Occupation: Chief of cardiovascular and thoracic surgery at Franciscan Health Indianapolis Heart Center; also, a partner of Cardiac Surgery Associates and the surgical director of the Heart Valve Center and Atrial Fibrillation Center at Franciscan Health

Education: Received medical degree, residency and fellowship from Loyola University Stritch School of Medicine

Years practicing: 23

Achievements

2006 to 2017: Named to America’s Top Doctor list by Castle Connelly

2009 to 2017: Named to Indianapolis Monthly’s Top Doctor list for thoracic and cardiac surgery

2016: Was the first in the world to implant a tissue-engineered regenerative CorMatrix ECM Tricuspid Valve in a phase I clinical device trial.

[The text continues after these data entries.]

PR #1786, opened 2023-05-10
debug: evaluate all refs to allow multi-platform debugging

jedevc:
This is a bit of a hack for now, but this allows us to debug multi-platform results.

On a success, the first entry in the result's platform metadata key is selected, on a failure, the platform which encountered an error is selected.


build/result.go
```diff
@@ -192,32 +216,25 @@ func (r *ResultContext) getProcessConfig(cfg *controllerapi.InvokeConfig, stdin
...
-	}
-	def, err := st.Marshal(ctx)
+
+	ps, err := exptypes.ParsePlatforms(res.Metadata)
 	if err != nil {
 		return nil, err
 	}
-	imgRef, err := c.Solve(ctx, gateway.SolveRequest{
-		Definition: def.ToPB(),
-	})
```
jedevc, line 211: @ktock I'm not quite sure if I'm missing something here - I don't think this second evaluation is necessary?

ktock: Yes, I think it's not necessary.

tonistiigi (approved):

crazy-max (approved):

2015: Authored a scientific study leading to FDA approval of the On-X valve allowing patients to substantially lower their blood-thinning medication dose and thereby, reduce the risk of bleeding.

2014: First in the U.S. to enroll patient in a landmark study, performing minimally invasive closure of the left atrial appendage to prevent strokes.

2013: First in the U.S. to implant the only mechanical valve that matches the contour of the heart; recognized by the City of Indianapolis and Marion County City Council with a special resolution for his dedicated service to the healthcare community.

2011: First in the U.S. to use a breakthrough device to replace the aorta in a critically ill patient. He also performed the first surgery in the country using a device that restores the shape of a tricuspid heart valve.

2010: Named a “Health Care Hero” by the Indiana Business Journal for his work; received the Excellence in Health Science Research Award at the annual Tony and Mary Hulman Health Achievement Awards Ceremony.

2008: First in the world to repair heart valves using technology to allow the heart to naturally regrow tissue. He has ongoing research directed at allowing regeneration of an entire heart valve.

2007: First in the world to pioneer a new surgery to repair damaged heart structures while allowing the heart to naturally regrow tissue.

2006: Established Indiana’s first Heart Valve Center.